Directions for this task: Word for word, please restate the lines from the beginning of the data through the line in which "are hardcoded by" appears.

Study material:
____________

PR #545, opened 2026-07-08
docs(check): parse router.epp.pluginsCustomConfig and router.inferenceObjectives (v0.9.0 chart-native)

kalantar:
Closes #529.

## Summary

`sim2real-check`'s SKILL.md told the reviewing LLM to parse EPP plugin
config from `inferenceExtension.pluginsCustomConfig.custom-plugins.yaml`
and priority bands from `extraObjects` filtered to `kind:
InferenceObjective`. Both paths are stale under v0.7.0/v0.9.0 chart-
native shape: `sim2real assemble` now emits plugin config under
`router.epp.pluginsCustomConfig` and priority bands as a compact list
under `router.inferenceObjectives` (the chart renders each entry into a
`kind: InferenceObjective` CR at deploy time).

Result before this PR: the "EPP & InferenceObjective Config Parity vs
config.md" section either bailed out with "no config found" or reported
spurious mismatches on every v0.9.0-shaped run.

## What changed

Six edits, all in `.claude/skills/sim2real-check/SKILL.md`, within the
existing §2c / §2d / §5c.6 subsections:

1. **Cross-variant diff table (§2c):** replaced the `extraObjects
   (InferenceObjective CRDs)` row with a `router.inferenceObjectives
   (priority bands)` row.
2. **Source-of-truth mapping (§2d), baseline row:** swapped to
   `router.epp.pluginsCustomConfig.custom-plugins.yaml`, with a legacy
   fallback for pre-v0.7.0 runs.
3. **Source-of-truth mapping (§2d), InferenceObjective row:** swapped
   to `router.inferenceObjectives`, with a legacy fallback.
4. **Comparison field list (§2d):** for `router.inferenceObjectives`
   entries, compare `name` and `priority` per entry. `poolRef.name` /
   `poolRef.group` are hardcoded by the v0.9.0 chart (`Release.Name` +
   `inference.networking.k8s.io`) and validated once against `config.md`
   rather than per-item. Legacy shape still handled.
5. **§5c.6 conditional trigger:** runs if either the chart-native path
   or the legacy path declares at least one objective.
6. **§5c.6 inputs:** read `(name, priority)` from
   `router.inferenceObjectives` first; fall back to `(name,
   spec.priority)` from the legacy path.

____________

Exercise response:
PR #545, opened 2026-07-08
docs(check): parse router.epp.pluginsCustomConfig and router.inferenceObjectives (v0.9.0 chart-native)

kalantar:
Closes #529.

## Summary

`sim2real-check`'s SKILL.md told the reviewing LLM to parse EPP plugin
config from `inferenceExtension.pluginsCustomConfig.custom-plugins.yaml`
and priority bands from `extraObjects` filtered to `kind:
InferenceObjective`. Both paths are stale under v0.7.0/v0.9.0 chart-
native shape: `sim2real assemble` now emits plugin config under
`router.epp.pluginsCustomConfig` and priority bands as a compact list
under `router.inferenceObjectives` (the chart renders each entry into a
`kind: InferenceObjective` CR at deploy time).

Result before this PR: the "EPP & InferenceObjective Config Parity vs
config.md" section either bailed out with "no config found" or reported
spurious mismatches on every v0.9.0-shaped run.

## What changed

Six edits, all in `.claude/skills/sim2real-check/SKILL.md`, within the
existing §2c / §2d / §5c.6 subsections:

1. **Cross-variant diff table (§2c):** replaced the `extraObjects
   (InferenceObjective CRDs)` row with a `router.inferenceObjectives
   (priority bands)` row.
2. **Source-of-truth mapping (§2d), baseline row:** swapped to
   `router.epp.pluginsCustomConfig.custom-plugins.yaml`, with a legacy
   fallback for pre-v0.7.0 runs.
3. **Source-of-truth mapping (§2d), InferenceObjective row:** swapped
   to `router.inferenceObjectives`, with a legacy fallback.
4. **Comparison field list (§2d):** for `router.inferenceObjectives`
   entries, compare `name` and `priority` per entry. `poolRef.name` /
   `poolRef.group` are hardcoded by the v0.9.0 chart (`Release.Name` +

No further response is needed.